[Saved data entries]

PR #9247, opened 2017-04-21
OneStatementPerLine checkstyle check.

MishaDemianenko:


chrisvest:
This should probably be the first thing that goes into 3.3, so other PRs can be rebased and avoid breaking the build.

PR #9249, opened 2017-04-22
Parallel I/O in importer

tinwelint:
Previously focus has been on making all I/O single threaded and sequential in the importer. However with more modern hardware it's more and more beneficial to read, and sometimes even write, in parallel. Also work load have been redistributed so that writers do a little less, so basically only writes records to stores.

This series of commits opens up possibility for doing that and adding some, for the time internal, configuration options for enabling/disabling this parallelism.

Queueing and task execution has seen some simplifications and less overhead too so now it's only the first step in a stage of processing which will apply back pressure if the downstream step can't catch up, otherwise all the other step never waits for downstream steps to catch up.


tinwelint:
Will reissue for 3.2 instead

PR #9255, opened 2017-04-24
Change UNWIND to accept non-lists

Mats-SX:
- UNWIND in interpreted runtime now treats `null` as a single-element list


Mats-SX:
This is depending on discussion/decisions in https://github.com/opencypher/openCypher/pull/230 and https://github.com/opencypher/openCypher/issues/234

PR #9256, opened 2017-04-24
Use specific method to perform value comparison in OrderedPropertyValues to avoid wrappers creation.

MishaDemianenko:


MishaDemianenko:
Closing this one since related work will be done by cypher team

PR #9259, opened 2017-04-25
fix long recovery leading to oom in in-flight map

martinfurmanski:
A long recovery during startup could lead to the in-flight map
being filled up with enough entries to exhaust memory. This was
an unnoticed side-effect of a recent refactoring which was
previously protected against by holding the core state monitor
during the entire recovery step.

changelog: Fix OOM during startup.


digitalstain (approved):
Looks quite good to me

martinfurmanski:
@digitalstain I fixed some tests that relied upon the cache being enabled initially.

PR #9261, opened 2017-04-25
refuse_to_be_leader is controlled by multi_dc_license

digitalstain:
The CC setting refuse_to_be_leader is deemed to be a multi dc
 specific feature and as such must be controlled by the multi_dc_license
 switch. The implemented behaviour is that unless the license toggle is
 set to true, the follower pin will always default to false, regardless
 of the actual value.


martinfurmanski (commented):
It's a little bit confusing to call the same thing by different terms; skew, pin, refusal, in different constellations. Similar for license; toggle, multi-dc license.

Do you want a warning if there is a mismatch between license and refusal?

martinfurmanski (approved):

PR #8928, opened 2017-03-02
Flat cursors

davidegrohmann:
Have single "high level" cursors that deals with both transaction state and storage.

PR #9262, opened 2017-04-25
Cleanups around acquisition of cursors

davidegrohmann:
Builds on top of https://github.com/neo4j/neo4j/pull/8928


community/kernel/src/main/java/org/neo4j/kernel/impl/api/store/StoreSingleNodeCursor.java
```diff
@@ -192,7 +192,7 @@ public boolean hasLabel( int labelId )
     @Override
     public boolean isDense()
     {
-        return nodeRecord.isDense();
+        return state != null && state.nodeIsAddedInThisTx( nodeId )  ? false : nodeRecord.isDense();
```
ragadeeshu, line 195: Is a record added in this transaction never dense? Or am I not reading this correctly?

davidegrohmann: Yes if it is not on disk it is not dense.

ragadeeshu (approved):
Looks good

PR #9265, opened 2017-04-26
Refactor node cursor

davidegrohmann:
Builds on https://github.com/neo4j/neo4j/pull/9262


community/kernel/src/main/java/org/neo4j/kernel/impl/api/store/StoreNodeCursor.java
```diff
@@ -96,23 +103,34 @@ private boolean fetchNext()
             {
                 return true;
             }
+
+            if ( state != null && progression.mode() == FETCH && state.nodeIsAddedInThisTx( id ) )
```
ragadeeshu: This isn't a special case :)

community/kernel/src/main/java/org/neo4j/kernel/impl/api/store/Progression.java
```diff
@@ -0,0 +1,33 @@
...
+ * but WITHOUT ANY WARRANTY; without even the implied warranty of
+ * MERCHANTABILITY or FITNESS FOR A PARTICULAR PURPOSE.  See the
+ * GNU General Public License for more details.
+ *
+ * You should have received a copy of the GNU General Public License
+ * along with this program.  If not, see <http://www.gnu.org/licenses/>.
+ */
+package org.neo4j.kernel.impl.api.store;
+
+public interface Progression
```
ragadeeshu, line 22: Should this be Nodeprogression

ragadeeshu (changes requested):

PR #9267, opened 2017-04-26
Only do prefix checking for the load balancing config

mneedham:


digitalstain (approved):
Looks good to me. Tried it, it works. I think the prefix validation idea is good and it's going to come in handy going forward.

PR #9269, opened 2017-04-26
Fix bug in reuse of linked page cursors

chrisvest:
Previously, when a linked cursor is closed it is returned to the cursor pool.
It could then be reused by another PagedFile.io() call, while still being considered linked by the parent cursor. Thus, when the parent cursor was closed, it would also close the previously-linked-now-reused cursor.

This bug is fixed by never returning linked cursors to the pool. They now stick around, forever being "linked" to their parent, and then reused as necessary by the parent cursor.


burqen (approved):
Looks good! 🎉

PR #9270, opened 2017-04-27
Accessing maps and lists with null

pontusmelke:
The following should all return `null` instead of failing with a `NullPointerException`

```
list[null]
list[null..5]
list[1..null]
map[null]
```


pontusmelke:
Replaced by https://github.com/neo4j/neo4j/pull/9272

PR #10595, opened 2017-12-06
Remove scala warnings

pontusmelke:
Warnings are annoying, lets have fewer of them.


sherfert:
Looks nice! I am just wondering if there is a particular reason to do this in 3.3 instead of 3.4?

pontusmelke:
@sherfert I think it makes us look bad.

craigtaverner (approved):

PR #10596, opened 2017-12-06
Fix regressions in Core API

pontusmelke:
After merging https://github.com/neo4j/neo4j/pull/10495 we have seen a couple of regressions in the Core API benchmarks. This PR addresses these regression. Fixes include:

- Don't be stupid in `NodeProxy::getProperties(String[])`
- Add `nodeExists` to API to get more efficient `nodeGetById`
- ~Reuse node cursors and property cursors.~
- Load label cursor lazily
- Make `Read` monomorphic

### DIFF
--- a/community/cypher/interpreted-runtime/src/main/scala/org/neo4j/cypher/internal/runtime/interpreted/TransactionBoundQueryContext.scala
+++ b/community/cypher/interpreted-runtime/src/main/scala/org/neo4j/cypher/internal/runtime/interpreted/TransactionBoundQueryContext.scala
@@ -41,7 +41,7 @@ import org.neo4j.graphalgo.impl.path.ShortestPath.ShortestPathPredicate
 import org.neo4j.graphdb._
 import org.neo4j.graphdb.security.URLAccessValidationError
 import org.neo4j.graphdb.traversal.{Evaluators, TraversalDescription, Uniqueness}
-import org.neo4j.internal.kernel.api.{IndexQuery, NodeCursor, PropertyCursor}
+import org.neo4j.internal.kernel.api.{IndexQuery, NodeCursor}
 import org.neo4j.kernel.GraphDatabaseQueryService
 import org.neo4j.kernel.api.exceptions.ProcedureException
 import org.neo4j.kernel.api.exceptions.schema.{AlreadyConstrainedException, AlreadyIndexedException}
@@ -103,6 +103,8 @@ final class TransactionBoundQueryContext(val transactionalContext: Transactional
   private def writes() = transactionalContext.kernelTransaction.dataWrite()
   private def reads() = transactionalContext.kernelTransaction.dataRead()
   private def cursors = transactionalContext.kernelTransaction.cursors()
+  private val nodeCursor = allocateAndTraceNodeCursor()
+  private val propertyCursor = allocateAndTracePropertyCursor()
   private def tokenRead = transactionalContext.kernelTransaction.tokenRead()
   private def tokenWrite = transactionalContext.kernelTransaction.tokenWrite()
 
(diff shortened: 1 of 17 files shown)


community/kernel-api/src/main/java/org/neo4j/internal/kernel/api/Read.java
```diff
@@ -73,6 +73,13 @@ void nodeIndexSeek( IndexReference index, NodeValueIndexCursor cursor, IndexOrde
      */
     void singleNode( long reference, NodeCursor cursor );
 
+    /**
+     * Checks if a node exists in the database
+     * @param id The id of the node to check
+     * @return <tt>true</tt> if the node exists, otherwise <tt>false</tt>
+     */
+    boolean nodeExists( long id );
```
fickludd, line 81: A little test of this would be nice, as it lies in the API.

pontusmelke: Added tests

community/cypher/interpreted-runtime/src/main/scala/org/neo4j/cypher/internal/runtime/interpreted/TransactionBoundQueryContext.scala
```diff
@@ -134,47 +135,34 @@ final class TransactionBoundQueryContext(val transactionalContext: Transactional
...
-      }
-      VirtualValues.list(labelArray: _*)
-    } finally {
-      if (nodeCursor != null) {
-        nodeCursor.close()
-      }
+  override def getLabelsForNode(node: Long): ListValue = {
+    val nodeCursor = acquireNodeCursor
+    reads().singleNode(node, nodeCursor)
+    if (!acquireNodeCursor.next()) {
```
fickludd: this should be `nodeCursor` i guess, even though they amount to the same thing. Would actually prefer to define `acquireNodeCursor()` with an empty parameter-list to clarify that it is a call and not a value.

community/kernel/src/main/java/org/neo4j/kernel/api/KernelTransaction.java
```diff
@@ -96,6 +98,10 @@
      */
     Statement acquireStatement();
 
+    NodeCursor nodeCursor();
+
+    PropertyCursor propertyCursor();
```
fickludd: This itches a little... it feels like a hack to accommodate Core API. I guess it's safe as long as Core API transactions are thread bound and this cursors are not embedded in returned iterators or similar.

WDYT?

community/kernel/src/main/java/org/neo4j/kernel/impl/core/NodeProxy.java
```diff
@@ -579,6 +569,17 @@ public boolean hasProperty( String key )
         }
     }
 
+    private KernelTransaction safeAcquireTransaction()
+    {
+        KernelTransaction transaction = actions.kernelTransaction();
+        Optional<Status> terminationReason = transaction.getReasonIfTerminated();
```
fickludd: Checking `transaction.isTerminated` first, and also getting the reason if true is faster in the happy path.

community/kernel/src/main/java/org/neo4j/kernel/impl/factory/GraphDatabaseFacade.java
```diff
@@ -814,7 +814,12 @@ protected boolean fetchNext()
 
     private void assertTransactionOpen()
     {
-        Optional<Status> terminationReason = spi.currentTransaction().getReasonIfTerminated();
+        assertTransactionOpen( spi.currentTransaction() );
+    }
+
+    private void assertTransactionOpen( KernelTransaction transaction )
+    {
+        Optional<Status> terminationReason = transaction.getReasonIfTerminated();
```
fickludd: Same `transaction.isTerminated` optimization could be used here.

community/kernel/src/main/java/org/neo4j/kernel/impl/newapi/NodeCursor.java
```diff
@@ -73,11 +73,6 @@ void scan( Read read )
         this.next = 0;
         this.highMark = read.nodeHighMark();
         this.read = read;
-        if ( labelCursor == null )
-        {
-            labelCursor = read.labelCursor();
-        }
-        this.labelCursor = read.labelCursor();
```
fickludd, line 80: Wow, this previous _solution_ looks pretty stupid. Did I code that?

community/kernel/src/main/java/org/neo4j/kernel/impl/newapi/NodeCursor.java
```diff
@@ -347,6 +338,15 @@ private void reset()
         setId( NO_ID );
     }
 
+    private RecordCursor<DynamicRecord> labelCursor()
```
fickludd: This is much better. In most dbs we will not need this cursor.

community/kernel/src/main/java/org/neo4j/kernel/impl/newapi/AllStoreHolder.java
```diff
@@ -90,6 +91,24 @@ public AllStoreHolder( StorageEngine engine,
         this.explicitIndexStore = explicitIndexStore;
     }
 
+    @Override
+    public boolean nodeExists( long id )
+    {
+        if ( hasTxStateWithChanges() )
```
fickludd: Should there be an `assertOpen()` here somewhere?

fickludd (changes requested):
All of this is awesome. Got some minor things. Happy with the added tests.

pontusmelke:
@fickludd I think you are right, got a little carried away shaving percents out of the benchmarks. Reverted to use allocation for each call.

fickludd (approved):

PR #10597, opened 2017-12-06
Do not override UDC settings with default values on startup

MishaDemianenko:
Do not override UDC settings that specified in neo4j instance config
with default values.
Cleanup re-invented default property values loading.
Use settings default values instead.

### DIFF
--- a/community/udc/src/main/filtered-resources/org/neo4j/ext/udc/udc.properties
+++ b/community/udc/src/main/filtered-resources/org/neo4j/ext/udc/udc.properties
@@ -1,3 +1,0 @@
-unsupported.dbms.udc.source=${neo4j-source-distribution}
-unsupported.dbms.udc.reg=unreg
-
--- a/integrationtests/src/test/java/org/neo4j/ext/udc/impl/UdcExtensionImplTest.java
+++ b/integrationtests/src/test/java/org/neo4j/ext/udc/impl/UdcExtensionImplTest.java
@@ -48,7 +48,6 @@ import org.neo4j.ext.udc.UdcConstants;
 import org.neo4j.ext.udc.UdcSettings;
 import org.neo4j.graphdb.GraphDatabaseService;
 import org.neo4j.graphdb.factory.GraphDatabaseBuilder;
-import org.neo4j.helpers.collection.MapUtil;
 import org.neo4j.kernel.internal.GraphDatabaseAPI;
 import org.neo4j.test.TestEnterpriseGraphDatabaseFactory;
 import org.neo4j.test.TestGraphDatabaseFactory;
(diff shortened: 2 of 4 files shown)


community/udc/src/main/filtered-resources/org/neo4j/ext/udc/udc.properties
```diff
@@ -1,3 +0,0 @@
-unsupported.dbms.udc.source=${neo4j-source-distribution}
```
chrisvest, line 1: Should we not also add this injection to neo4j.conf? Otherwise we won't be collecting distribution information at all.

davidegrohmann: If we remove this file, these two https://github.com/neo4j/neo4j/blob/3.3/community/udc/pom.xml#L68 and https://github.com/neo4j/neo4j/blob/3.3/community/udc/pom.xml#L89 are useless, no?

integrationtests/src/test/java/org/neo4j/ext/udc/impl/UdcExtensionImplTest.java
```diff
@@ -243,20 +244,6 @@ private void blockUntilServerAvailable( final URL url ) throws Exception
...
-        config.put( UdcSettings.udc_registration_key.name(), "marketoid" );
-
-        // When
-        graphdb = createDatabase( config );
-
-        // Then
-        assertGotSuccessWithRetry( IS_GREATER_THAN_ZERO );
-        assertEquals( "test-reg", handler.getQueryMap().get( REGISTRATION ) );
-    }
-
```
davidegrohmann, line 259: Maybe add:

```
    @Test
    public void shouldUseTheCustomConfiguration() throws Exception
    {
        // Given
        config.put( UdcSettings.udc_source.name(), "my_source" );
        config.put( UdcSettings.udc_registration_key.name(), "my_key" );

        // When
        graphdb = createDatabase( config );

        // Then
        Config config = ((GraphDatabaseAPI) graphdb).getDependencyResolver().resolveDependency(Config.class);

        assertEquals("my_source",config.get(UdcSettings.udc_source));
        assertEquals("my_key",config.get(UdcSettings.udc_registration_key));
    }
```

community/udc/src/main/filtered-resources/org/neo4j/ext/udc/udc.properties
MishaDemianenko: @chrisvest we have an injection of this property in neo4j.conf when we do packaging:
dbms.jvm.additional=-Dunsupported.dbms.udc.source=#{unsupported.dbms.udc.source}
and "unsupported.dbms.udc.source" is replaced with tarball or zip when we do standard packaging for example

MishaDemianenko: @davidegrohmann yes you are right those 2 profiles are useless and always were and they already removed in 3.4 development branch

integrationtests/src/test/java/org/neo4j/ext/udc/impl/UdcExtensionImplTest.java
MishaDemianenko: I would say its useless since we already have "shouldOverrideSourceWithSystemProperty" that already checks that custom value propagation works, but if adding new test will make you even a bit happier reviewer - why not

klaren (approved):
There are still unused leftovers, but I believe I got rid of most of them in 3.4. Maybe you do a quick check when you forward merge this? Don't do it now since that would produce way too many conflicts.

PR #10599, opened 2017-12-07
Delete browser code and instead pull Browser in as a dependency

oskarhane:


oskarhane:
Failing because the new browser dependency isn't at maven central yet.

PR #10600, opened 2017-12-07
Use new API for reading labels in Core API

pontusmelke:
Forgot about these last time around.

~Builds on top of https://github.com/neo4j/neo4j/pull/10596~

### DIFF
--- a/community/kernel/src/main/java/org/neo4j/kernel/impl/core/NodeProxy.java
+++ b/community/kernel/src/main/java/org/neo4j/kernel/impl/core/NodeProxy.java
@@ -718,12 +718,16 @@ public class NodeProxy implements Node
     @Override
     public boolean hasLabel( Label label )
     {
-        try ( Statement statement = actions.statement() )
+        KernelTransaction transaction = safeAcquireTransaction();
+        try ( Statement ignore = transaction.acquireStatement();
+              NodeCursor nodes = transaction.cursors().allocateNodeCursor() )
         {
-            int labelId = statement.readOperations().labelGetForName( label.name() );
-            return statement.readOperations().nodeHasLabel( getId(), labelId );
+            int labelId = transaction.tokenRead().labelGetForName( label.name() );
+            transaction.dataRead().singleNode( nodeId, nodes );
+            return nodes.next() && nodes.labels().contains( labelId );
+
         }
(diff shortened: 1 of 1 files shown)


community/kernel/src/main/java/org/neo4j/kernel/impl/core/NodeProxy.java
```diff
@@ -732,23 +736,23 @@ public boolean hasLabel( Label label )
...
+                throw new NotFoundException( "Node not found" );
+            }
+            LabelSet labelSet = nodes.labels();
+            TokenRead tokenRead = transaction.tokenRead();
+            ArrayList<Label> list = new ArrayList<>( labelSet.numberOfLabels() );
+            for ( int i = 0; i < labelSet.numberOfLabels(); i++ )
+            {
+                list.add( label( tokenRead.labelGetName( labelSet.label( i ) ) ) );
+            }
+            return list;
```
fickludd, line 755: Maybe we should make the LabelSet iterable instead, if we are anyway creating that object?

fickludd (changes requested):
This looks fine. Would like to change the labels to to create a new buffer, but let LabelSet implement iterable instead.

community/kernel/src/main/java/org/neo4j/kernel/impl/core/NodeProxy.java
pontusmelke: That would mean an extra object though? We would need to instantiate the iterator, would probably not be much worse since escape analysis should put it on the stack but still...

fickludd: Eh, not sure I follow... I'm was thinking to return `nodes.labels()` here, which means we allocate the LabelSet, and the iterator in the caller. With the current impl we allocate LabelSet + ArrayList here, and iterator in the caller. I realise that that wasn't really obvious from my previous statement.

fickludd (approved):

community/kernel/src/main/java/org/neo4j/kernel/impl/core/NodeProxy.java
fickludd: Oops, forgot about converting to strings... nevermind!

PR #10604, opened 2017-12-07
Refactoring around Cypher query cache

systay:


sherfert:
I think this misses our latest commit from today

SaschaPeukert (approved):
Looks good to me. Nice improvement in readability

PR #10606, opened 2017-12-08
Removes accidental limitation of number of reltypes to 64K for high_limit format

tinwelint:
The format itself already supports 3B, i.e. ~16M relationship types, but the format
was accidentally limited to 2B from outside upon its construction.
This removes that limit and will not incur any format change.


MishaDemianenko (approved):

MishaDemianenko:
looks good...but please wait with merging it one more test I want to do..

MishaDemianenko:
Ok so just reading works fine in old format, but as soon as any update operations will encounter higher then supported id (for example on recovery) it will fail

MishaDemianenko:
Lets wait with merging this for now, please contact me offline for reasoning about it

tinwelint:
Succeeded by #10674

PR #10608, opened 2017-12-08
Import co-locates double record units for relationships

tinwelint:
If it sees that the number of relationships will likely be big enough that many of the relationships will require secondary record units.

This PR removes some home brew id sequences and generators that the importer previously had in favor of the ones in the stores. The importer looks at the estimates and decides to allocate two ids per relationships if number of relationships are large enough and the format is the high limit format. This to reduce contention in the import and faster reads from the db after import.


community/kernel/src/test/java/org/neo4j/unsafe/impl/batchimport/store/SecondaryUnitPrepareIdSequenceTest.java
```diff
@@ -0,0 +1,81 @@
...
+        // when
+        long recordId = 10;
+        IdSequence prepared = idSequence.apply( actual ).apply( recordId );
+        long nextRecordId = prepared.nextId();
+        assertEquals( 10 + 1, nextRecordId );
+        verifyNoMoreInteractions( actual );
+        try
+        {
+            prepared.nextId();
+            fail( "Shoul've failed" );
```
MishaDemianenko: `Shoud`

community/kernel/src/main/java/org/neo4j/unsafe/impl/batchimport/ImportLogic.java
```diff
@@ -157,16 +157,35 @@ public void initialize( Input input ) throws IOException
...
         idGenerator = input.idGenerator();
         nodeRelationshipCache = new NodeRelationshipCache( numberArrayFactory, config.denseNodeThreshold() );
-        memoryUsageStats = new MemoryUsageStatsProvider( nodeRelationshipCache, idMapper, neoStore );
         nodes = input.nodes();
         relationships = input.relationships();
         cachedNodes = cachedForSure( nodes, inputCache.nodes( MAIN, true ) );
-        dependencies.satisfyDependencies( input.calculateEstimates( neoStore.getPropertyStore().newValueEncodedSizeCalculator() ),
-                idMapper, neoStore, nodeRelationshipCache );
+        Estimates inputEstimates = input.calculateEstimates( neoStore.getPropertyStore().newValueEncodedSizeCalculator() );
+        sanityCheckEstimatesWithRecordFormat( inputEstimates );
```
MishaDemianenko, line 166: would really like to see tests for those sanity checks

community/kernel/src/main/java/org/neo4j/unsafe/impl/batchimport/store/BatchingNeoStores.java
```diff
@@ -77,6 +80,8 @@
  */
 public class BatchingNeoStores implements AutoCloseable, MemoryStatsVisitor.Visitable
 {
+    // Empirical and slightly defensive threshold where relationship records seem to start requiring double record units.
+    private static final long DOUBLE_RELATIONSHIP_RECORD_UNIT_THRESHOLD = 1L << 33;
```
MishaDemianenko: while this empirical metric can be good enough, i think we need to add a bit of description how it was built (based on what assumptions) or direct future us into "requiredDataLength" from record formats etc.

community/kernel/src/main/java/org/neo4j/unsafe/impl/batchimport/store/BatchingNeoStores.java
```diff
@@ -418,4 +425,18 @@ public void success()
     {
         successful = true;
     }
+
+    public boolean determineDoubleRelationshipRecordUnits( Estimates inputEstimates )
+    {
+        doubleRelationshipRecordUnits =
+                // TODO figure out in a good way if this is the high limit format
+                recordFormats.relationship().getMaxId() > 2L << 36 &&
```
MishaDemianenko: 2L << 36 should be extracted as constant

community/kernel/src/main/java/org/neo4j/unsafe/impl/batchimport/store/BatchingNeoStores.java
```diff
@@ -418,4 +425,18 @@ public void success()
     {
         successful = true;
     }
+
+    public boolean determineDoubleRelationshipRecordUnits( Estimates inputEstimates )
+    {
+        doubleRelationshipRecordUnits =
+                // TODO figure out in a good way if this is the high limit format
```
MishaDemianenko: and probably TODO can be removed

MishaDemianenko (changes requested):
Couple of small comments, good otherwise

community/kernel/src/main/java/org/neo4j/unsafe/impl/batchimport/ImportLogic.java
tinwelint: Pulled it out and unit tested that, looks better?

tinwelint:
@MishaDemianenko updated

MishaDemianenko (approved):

### [What this task involves]
Starting with the line above that holds "during the entire recovery step." and stopping with the line that holds "switch. The implemented", reproduce each line exactly, omitting all other lines.

### [Task answer]
during the entire recovery step.

changelog: Fix OOM during startup.


digitalstain (approved):
Looks quite good to me

martinfurmanski:
@digitalstain I fixed some tests that relied upon the cache being enabled initially.

PR #9261, opened 2017-04-25
refuse_to_be_leader is controlled by multi_dc_license

digitalstain:
The CC setting refuse_to_be_leader is deemed to be a multi dc
 specific feature and as such must be controlled by the multi_dc_license
 switch. The implemented behaviour is that unless the license toggle is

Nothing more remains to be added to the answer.